Nanna Rørbo:
Bacteriophage interactions with Vibrio anguillarum and the potential for phage therapy in marine aquacult

Date: 23-12-2017    Supervisor: Mathias Middelboe

The aquaculture industry is expanding due to an increasing demand for food with the world’s population growing. However, aquaculture often experience disease outbreaks generally caused by opportunistic pathogens, including Vibrio anguillarum. This bacterium is the causative agent of the disease vibriosis which affects a lot of different fish species. As in the rest of the world, an increase in antibiotic resistant bacteria is also observed in the aquaculture industry making chemotherapeutics futile. Bacteriophage therapy offers a great potential in treatment and control of Vibrio anguillarum in aquaculture, however, more knowledge is needed regarding the phagehost interaction in order to accomplish success. The current PhD thesis address the phage-host interactions in Vibrio anguillarum and the potential of phage therapy in treating vibriosis outbreaks in eggs and larvae of cod and turbot.

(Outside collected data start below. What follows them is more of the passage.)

PR #1096, opened 2022-09-18
Update build.yml

jaadams5:
Don't build exe

The exe build always does a new install trashing what was there before.

### DIFF
--- a/.github/workflows/build.yml
+++ b/.github/workflows/build.yml
@@ -104,7 +104,6 @@ jobs:
           files: |
             dist/*.jar
             releases/*.deb
-            releases/*.exe
             releases/*.dmg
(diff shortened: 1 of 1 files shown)


gausie:
This is worth doing though it's probably possible to fix the exes too

jaadams5:
> This is worth doing though it's probably possible to fix the exes too

I did it now because using the exe really did trash a lot of files that the user wanted.  If we choose to continue to distribute the exe we should try and fix it.  However I cannot build a KoLmafia exe on my system from a command line, and I can't make any progress until someone helps me understand why GitHub can build it but I cannot?  Windows Home vs. Professional?  Dunno but my efforts have been stalled for a while.

midgleyc (approved):

PR #1097, opened 2022-09-18
Lint and more tests (coverage) for ItemFinder

jaadams5:


src/net/sourceforge/kolmafia/persistence/ItemFinder.java
```diff
@@ -39,15 +39,15 @@ public enum Match {
...
 
-  public static final String getFirstMatchingItemName(List<String> nameList, String searchString) {
+  public static String getFirstMatchingItemName(List<String> nameList, String searchString) {
     return ItemFinder.getFirstMatchingItemName(nameList, searchString, Match.ANY);
   }
 
-  public static final String getFirstMatchingItemName(
+  public static String getFirstMatchingItemName(
       List<String> nameList, String searchString, Match filterType) {
     if (nameList == null || nameList.isEmpty()) {
```
jaadams5, line 52: I have a failing test and I don't understand whether it is my misunderstanding or whether the underlying code is wrong.
The parameter searchString is not used which seems to me to be an error.

jaadams5:
I started to some test driven by coverage and found several things I did not understand.  What is there about the contract/usage of filterNameList that causes it to ignore everything that is not a restore?  Why do candy hearts etc. take precedence?  Why doesn't getFirstMatchingItemName need a search string to check?  First, do no harm suggested I might find better uses of my time so I stopped, pretty much, with just the lint.

test/net/sourceforge/kolmafia/persistence/ItemFinderTest.java
```diff
@@ -906,20 +902,68 @@ public void itShouldParseMultipleItems() {
...
+  public void itShouldMatchANYWhenNotExplicitlySpecified() {
+    List<String> nameList = new ArrayList<>();
+    String item;
+    nameList.add("7-ball");
+    nameList.add("17-ball");
+    item = ItemFinder.getFirstMatchingItemName(nameList, "7-ball");
+    assertEquals(StaticEntity.getContinuationState(), MafiaState.CONTINUE);
+    assertNotNull(item);
+    assertEquals(item, "7-ball");
+    nameList.clear();
```
gausie, line 937: Please don't do this with tests - make a second test or parameterise this one!

test/net/sourceforge/kolmafia/persistence/ItemFinderTest.java
```diff
@@ -906,20 +902,68 @@ public void itShouldParseMultipleItems() {
...
+    assertEquals(StaticEntity.getContinuationState(), MafiaState.CONTINUE);
+    assertNotNull(item);
+    assertEquals(item, "7-ball");
+  }
+
+  @Test
+  public void itShouldReturnNullWhenPassedNullOrEmptyList() {
+    List<String> nameList = new ArrayList<>();
+    String item;
+    item = ItemFinder.getFirstMatchingItemName(null, "7-ball");
```
gausie, line 950: Again, this could be parameterised rather than repeating a test interally (and thus obfuscating later failures)

gausie (changes requested):

test/net/sourceforge/kolmafia/persistence/ItemFinderTest.java
jaadams5: Someday I'll remember that this is a better practice and remember it.  Will address.

jaadams5:
I broke up a couple of tests but did not parameterize them.  I deleted one test because as I tried to figure out what to name it and what I was testing, besides coverage, I realized I didn't really understand what was going on.  There's also unused code in ItemFinder that is being tested.  Decided to defer all of that and basically just commit lint.

gausie (approved):

PR #1099, opened 2022-09-19
Add nc alias for the parka command

s-k-z:
Parka in pterodactyl mode has -5% combat frequency. This additional alias will make it easier to select, and be more consistent with the umbrella command which also has an 'nc' option.


midgleyc:
I deliberately didn't add this because to me "nc" means "select the spikeolodon, which has a skill you can use to force an NC".

Interestingly everybody else who has asked for this feature is sure it should mean the pterodactyl. I could be convinced.

gausie:
I think perhaps we do this with a message to the GCLI that this means the -combat modifier and if they want to force noncombats to run `parka whatever`

PR #1100, opened 2022-09-19
refactor: make KoLCharacter.getSign return a ZodiacSign instead of a String

midgleyc:
Inspired by https://kolmafia.us/threads/unable-to-fetch-tcrs-data-fetches-empty-files.28055/.

Also make TCRSCommand convert the received string into a ZodiacSign.


gausie (approved):
Looks great. $zodiac when? 😉

Veracity0:
> Looks great. $zodiac when? 😉

Ha ha ha. I wanted to do that when the signs were first introduced, but hola vetoed the idea, since he couldn't imagine why a script would need it.

gausie:
> > Looks great. $zodiac when? 😉
> 
> Ha ha ha. I wanted to do that when the signs were first introduced, but hola vetoed the idea, since he couldn't imagine why a script would need it.

Now seeding is so frequently done by sign, there are lots of situations in which sign strings are thrown around in scriptland. Maybe something to genuinely consider!

PR #1102, opened 2022-09-20
Add coverage for GenericRequest protections

gausie:
Occasionally we (I) push code that was not intended and this is to ensure that never gets missed and accidentally merged.


midgleyc (approved):
uh, k

Veracity0:
> woah look at that coverage change

0.40% was from my PR, which for reasons I do not understand, was called out when I looked at the (1) file which was updated in this PR.

https://github.com/kolmafia/kolmafia/pull/1087

PR #1106, opened 2022-09-21
Fix detecting start of Untinker quest

Veracity0:
I observed that accepting the Untinker's quest doesn't actually set the quest property.

1) I reorganized and categorized QuestManagerTest:
- Council quests
- Other Quests
- Guild Quests
- Path Quests
- Zodiac Quests
- Non-Quest Related
- Kingdom-Wide Unlocks
2) I made liberal use of @Nested to group tests related to the same quest
3) KoL requests frequently have "action=WORD". Sometimes they also have "preaction=WORD".
GenericRequest.getAction() is intended to return the first - but guess what you get if the second appears first in the URL?
That method now uses a Pattern with zero-width negative lookbehind. (!)
4) PlaceRequest only asked UntinkerRequest to parse responses where the URL equalled "fv_untinker".
That's a double whammy:
- fv_untinker_quest is the action before you accept the quest
- preaction=screwquest is used to actually accept it
5) UntinkerRequest.parseResponse was coded to work only if "screwquest" was in the URL.
So, all the other code - like removing the rusty screwdriver when you turn it in - was not executed.
In fact, that code also handled removing things you untinkered from inventory. How did that ever work?
6) canAdventure in hostile Knoll zones depends on either starting Paco's Meatcar quest or starting the Untinker's quest
prepareForAdventure will accept the Untinker's quest, if necessary


gausie (dismissed):
Awesome. I love the reorganisation of QuestManagerTest too - I put most of those tests together but it was before I really discovered and embraced the @Nested annotation

I'm surprised this isn't increasing coverage - was there any coverage lost from elsewhere?

Veracity0:
It's confusing.

It says my diff coverage for UntinkerRequest is 25% - but every single line I changed or added was covered by a test, as looking at the Code diff in the PR tells you.

It also says coverage went down for files I did not change?
I don't THINK I removed any tests.

gausie (approved):

PR #1107, opened 2022-09-21
Change big red button from nopickpocket to conditional

horrible-little-slime:
https://cdn.discordapp.com/attachments/473525651043909642/1022198810874757240/Screenshot_20220921-113240_Brave.jpg

Per spading, fails to drop when YRed, so it is not "just" nopp.


gausie (approved):

Veracity0:
What  is the necessary condition?

PR #1577, opened 2023-02-23
fix: check familiars even in avatar paths

midgleyc:
I haven't actually ascended into a path that can't use familiars to test this, but I think it should be correct.

As mentioned in #1081, there is benefit to owning familiars, even if you can't use them. This applies also to paths where you can't see your terrarium (but can `/goto` it).

Most relevant to most users will be the ability to drink the stillsuit distillate through Mafia, having equipped it onto a familiar (using `/goto familiar.php` or Mafia itself).

Pokefam replaces the whole terrarium screen. I don't know how Quantum works in detail, but I assume you only "own" the familiar you have out.


Veracity0 (approved):
II think KoL's only visible link to the terrarium is in the charpane.
On a path where you can't equip familiars, it will not be there.
I've never used the /goto chat command, so was unaware you could use it to go there.
And of course, KoLmafia is happy to inject any URL it wants.

It'd be nice to have some actual testing that it does, in fact, work in non-Pokefam/non-Quantum paths, but I'm not going to hold you to that right now.

Although - somebody alerted you to this? in a no-familiar path and wants to access a stillsuit?

I'll approve, but can you get some feedback that it actually behaves as expected?

midgleyc:
I have an on-ascension script that equips the stillsuit to a familiar giving the appropriate stat bonus, e.g. `equip($item[tiny stillsuit], $familiar[pet rock]);`. This works fine (by the look of it, Mafia only checks `ownedFamiliars` when parsing the response). However, `familiarSweat` remains at 0 and `drink stillsuit distillate` fails due to the lack of sweat.

`/goto` just takes you directly to a given PHP page. It's useful for chat macros or top menu icons (which can be chat commands). For example, I have a `/sales` macro that calls `/goto backoffice.php?which=3`, and greycat's old `/repeat` macro calls `/goto '?'':function() {for(i=$1;i;i--) {submitchat('$2-');} throw{};}();z='`.

midgleyc:
I went into Boris, and `familiarSweat` is ticking up like I expect.

PR #1579, opened 2023-02-23
getawayCampsiteUnlocked should not change on visiting locked woods

s-k-z:
The Getaway Camp is accessible even when the distant woods are locked, therefore there's no reason for KoLmafia to assume it locked when the woods are.

These changes ensure the `getawayCampsiteUnlocked` property remains unchanged after visiting the woods through either a PlaceRequest and GenericRequest.


Veracity0 (approved):

gausie:
I think this needs to be accompanied with the correct check - i.e. what
does it look like when you try to visit the getaway campsite and actually
don't have it

s-k-z:
Those already exist. See https://github.com/kolmafia/kolmafia/blob/main/test/net/sourceforge/kolmafia/request/CampAwayRequestTest.java

gausie:
Then we in business boys.

PR #1580, opened 2023-02-24
Find GitHub hosted scripts that are updated by SVN

jaadams5:
[This post](https://kolmafia.us/threads/implement-warnings-when-using-svn-with-github-projects.28617/#post-171266) observes that support for SVN access to GitHub will be eliminated.  Since the gCLI command already traversed the local svn directory looking for "duplicates" I extended it to check for repositories were on GitHub.  (The installation protocol determines whether the local repository is under svn or git).

At this point the user action for such scripts is unclear but at least this indicates action will be needed.

I'm on the fence about whether I should print a partial path name instead of just the file name but since I don't have time to do that now...

### DIFF
--- a/src/net/sourceforge/kolmafia/persistence/DebugDatabase.java
+++ b/src/net/sourceforge/kolmafia/persistence/DebugDatabase.java
@@ -50,6 +50,7 @@ import net.sourceforge.kolmafia.request.MonsterManuelRequest;
 import net.sourceforge.kolmafia.request.StorageRequest;
 import net.sourceforge.kolmafia.request.StorageRequest.StorageRequestType;
 import net.sourceforge.kolmafia.request.ZapRequest;
+import net.sourceforge.kolmafia.scripts.svn.SVNManager;
 import net.sourceforge.kolmafia.session.DisplayCaseManager;
 import net.sourceforge.kolmafia.session.EquipmentManager;
 import net.sourceforge.kolmafia.session.InventoryManager;
@@ -62,6 +63,8 @@ import net.sourceforge.kolmafia.utilities.WikiUtilities;
 import net.sourceforge.kolmafia.utilities.WikiUtilities.WikiType;
 import org.json.JSONException;
 import org.json.JSONObject;
+import org.tmatesoft.svn.core.SVNException;
+import org.tmatesoft.svn.core.SVNURL;
 import org.w3c.dom.Document;
 import org.w3c.dom.Node;
 import org.w3c.dom.NodeList;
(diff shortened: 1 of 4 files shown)


jaadams5:
Test failure is interesting.  Making Draft until I resolve it.

jaadams5:
The tests are failing because I wasn't mocking everything the new code needed in a "SVN file system".   I'm going to investigate but hope that the disabled tests are not the sow stopper :-)

jaadams5:
@midgleyc - I'm looking at GitManagerTest and if I understand it you are actually checking out a repository.  That isn't going to help me unless we want a test that requires SourceForge to be available.  Any ideas or suggestions?  Should I work harder on mocking a file system or is there some other approach I should switch to?  I also ran GitManagertest on Windows and it worked once.  Was it intermittent or should it be reenabled?

midgleyc:
> I'm looking at GitManagerTest and if I understand it you are actually checking out a repository.

Yes, I am actually checking out a repository. I think a test that requires SourceForge to be available is fine. The GitManagerTest does checkout some repositories using SVN (to test the dependencies feature).

The reason why I'm checking out an actual repository is to do with confidence. In my mind, the purpose of a test is to make you confident that the feature you've written works. If I mock responses, then either:
* the code works
* my responses are wrong in some way, and the code appears to work although it actually doesn't
and I don't really have any way of knowing which it is.

One thing I considered and would have liked to do was cloning a local repository, instead of an networked one. However, JGit returned an error when trying to clone a `file://` repository. Whatever we use for SVN might work doing this?

>  I also ran GitManagertest on Windows and it worked once.

GitManagerTest [fails intermittently on Windows when deleting repositories](https://github.com/kolmafia/kolmafia/blob/05b4d72636e011a81fb79ef6843f81db2da847ea/src/net/sourceforge/kolmafia/scripts/git/GitManager.java#L352). The exact error conditions are:
* Windows fails to remove a file in `.git/pack/`, saying that it's in use
* Moving the file to `%TMP%` also fails because `%TMP%` is on a different network drive to Mafia
It's fine on Linux because Linux can remove files which are being used. `%TMP%` being on a different network drive appears to be true on GitHub CI.

> [actual PR]

I think given that you've had to disable some tests (or will have to extensively change them), this command should be distinct from the existing command checking for duplicates. Additionally, `checkrepo` works on the file level, whereas a command checking for SVN repos installed from GitHub would be more useful if it worked from the repo level -- as in, it told you which repos were installed using SVN, instead of which files belong to repos installed using SVN.

jaadams5:
Thanks.

My philosophy on testing is that a test must be deterministic and repeatable.  That certainly cannot be guaranteed if the test accesses resources not 100% controlled by the environment.   But I also recognize that attitude is rooted in an environment where most tests just tested a class (or "unit") and when a test on checked in code failed the CEO got an email.  So my first approach is not going to involve a real network call.  I do agree if the role of a test is to generate confidence and the test code infrastructure is more massive than the code being tested then avoiding the network brings no benefits.  At some point needing to "test the test" is not a good thing.  

So I am going to close this once I know you have seen the response.

I am going to make a new command so that existing tests work unchanged.  I am going to defer automated testing of the new command because it is primarily a diagnostic (and not something that effects game state).  As a diagnostic it should be unnecessary after January 2024 since no new instances of SVN access to GitHub will be allowed or created.  Since there are tests in DebugDatabaseTest that are disabled because they access an external resource I will at least raise the question of whether they should be enabled.

Thank you.

midgleyc:
I think a manual test is perfectly reasonable. I had `GitManagerTest` as an automated integration test because I didn't want to do a manual test every time I made a change.

I think the ideal version wouldn't involve a network call -- if you could clone a local repo that would be ideal (create it with JGit + appropriate files, clone it, delete it after the test). As that didn't work I think I'd be down to "docker container that serves a real git repo in a way JGit accepts". Once you have the testing infrastructure in place it's worth it but it can be a right slog to get to that point.

jaadams5:
See #1582.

Lysogeny is widespread in the Vibrio community which underscore the lysogenic phages influence on bacterial evolution and functional properties. Highly genetically similar Vibrio phages, termed H20-like prophages, were isolated across large geographical scales being present both as freeliving phages and as prophages in V. anguillarum genomes. The H20-like phages’ widespread presence suggests a mutualistic interaction which selects for co-existence with V. anguillarum. In aquaculture, especially the larvae and fry are vulnerable to pathogens, and they are not susceptible to alternatives to antibiotics, e.g. vaccines. The lytic broad-host-range phage KVP40 was applied to cod and turbot larvae to control different V. anguillarum strains. We observed that phage KVP40 was able to reduce and/or delay the mortality. Further, phage KVP40 was also able to reduced the mortality imposed by the natural bacterial background present in the larvae, emphasizing its potential as a therapeutic agent.

In phage therapy the resistance mechanisms after phage exposure and the impact on the host are not fully understood. A molecular and mechanistic understanding of resistance mechanisms and virulence properties of the host is essential for developing properly phage therapy. In this PhD thesis phage-resistant V. anguillarum strains were whole-genome sequenced to explain different resistance mechanisms, and their virulence properties were tested on cod larvae. The strains consisted of both non-mutational and mutational resistance mechanisms, probably depending on phage exposure and environmental conditions, which affected the pathogenicity.